Researchers at Brown University have discovered a quasicrystal that is self-assembled from a single type of nanoparticle. This is the first precise observation of quasicrystalline superlattice formed by a single element. Discovery has been reported in science. Quasicrystals are remarkable objects. Like crystals, they have ordered patterns but unlike crystals, these patterns do not repeat. They have a lot of technical applications, so inventing a new one is a big deal.
The single nanoparticle is shaped like a triangular pyramid, a tetrahedron, which can form different characteristic structures depending on the relative tendency of these nanoparticles to each other. The team saw them come together in a way that is not allowed in regular crystals, the researchers understand that they are creating something different, in the study.
Senior author Ou Chen, an assistant professor of chemistry at Brown, said in a statement, “Single-component quasicrystal nets were predicted mathematically and in computer simulations, but have not been shown before.” “It’s basically a new type of quasicrystal, and we’ve been able to figure out the rules for making it, which will be effective in the continuous study of quasicrystal structures.”
The team was not prepared to study quasicrystals. Their work focused on bridging the gap between nanoscale and macroscale by creating superstructures made of nanoparticles.

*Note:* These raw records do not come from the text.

PR #859, opened 2018-03-10
Derive PartialEq and Eq for Waker

nwoeanhinnogaehr:
These impls can be useful sometimes - I see no reason not to include them.


carllerche:
I don’t think this should be added. The implication is that a waker handle references a task and now one can test task identity using the waker handle.

Of course, executors might use the same pointer for all tasks. This adds an additional requirement for executor implementations that does not seem necessary.

nwoeanhinnogaehr:
Ah, I hadn't considered that executors might not differentiate between tasks.

But, I had completely missed the existence of the `will_wake` method, which seems to just do the same thing as Eq. So that requirement is already in place.

PR #863, opened 2018-03-12
Update `AtomicWaker` docstrings to refer to `wake` instead of `notify`

### LINKED ISSUE #862: Stale AtomicWaker documentation
`AtomicWaker` docs reference method `notify()`. However, there is no such method. It seems commit d3097569 has changed `notify()` to `wake()`, while leaving the documentation behind.

imp:
Fixes #862


cramertj:
Thanks!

The team showed a highly complex superstructure from a solid substrate. They then decided to use a liquid layer and discovered that the particles began to organize them into a queer crystal lattice.
Yasutaka Nagaoka, a postdoctoral scholar in Chen’s lab and the lead author of the new paper said, “When I realized that the pattern I was looking at was a quasicrystal, I emailed him and said, ‘I think I got something great.” “It was really exciting.”
The nanoparticles came together in a 10-sided shape (decagon) that has the ability to flex their edges as soon as the connection starts. The final structure is made of decagon with different side sizes (from nine to five) to fill the gaps. The team thinks that many quasicrystals can be made with the help of this flexible polygon tiling system.
Quasicrystals are used in the coating of frying pans as well as in anticorrosion treatments in surgical instruments. New discoveries can lead to important technological advances as well as new insights into chemistry, mathematics, art, and design.